The exercise asks you to copy every line below in which "does" appears.

Stored data
..............................

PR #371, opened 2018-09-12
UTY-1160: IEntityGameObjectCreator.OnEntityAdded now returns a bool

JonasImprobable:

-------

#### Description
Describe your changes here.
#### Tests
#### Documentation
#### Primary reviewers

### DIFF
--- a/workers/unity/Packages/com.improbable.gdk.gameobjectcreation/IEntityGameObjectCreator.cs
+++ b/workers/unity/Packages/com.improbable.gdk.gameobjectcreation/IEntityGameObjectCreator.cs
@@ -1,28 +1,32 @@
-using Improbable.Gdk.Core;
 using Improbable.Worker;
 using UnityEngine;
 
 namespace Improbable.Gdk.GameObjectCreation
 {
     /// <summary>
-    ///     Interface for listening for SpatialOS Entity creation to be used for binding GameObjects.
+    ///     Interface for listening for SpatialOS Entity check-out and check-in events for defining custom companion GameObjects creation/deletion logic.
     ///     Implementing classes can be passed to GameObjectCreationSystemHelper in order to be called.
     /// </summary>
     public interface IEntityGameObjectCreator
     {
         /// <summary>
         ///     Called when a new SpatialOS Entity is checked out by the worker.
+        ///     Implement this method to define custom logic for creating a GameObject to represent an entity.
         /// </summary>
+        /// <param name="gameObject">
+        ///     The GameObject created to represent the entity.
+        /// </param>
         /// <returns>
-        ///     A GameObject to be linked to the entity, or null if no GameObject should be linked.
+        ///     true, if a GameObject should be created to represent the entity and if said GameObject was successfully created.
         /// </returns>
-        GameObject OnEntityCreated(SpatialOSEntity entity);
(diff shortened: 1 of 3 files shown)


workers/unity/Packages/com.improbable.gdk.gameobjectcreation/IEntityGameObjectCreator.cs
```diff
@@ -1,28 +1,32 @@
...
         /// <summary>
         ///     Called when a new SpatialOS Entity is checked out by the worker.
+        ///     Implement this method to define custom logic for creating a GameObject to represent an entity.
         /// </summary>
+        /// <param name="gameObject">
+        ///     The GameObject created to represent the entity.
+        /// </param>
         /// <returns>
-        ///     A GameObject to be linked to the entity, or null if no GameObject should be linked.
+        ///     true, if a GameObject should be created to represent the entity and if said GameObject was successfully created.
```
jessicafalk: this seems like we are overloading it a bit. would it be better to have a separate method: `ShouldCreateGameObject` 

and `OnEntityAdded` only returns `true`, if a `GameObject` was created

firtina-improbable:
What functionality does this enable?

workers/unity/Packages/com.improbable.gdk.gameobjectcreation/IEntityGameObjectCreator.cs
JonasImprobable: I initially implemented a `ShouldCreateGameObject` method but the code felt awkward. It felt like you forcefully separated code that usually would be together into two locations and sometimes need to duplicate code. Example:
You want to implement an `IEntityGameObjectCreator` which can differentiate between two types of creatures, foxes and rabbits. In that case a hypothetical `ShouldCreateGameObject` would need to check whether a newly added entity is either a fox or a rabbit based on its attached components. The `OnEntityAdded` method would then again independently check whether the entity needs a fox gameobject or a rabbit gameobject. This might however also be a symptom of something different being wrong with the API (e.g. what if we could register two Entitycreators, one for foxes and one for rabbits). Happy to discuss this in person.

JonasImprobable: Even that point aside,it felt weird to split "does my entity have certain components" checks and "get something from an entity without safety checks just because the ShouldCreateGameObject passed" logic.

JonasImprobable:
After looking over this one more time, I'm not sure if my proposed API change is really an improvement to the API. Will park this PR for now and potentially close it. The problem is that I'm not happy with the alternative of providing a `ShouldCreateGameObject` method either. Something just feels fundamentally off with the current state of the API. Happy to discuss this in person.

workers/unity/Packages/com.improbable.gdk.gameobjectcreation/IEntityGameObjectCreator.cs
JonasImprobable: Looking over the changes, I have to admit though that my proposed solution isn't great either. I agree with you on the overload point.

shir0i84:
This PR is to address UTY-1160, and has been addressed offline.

..............................

**Written response:**
What functionality does this enable?
JonasImprobable: Even that point aside,it felt weird to split "does my entity have certain components" checks and "get something from an entity without safety checks just because the ShouldCreateGameObject passed" logic.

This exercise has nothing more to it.